I think you can get "copy never" behavior in the current standard using asarray(copy=None) instead of astype. That's mostly equivalent to if x.dtype == new_dtype but I guess there's also subtleties with the devices.

rgommers commented 2 months ago

copy=True is imo a bad default that leads to more memory movement than may be necessary

I am trying to figure out why this matters for JAX, since it doesn't actually have to do a physical memory copy - by design it guarantees that there is no difference (immutability). My understanding is that JAX had a copy keyword already in several places to match NumPy's signatures, that it didn't actually make physical memory copies when that was implemented, and that nothing has to change because of the array API standard. The addition of a true "never copy" mode was a lot of work in NumPy (and will be in CuPy as well), but should not have impacted JAX I believe.

This has now come up several times, so we really should make this more clear. The first time was at https://github.com/data-apis/array-api/issues/495#issuecomment-1286168414 I believe. And more recently, we had a more extensive discussion on this in https://github.com/dmlc/dlpack/pull/136 for DLPack. For DLPack it's about exchange between two libraries rather than semantics with a single library, so we put more effort into the "what does copy actually mean".

In summary, the copy keyword is a "logical copy", i.e. the returned data is guaranteed to be unique for all intents and purposes. If that can be achieved without moving data in memory, then that is fine.
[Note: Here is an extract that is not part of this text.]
PR #5527, opened 2026-07-09
Create weau_pool_spapump_v2.yaml

johannesdeboer:
New device/device line: W'eau Hybride spa heatpomp.

https://www.toppy.nl/product/23912/w-eau-hybride-spa-warmtepomp-5-2-kw.html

This also aligns with https://data-apis.org/array-api/draft/purpose_and_scope.html, which described some of the design principles of the standard - in particular that we want to describe semantics of functions without prescribing execution semantics to the extent possible.

jakevdp commented 2 months ago

I am trying to figure out why this matters for JAX

True copies are sometimes important in JAX; for example functions can be called with donated buffers (in which the compiler is free to reuse the donated memory), and donated buffers cannot be used in subsequent function calls. If a user wants a copy of an array for this purpose, we currently recommend jnp.array(x, copy=True) which copies data from the original array into a new buffer.

In recent work to make JAX compatible with the Array API, we've been trying to understand the recommended semantics of the copy keyword for the astype function. There's inconsistency between the Array API spec and NumPy's implementation, and further the Array API's justification for the departure from the norm seems to stem from incorrect claims about NumPy's semantics for this keyword. Thus the need for this issue to try to clarify things.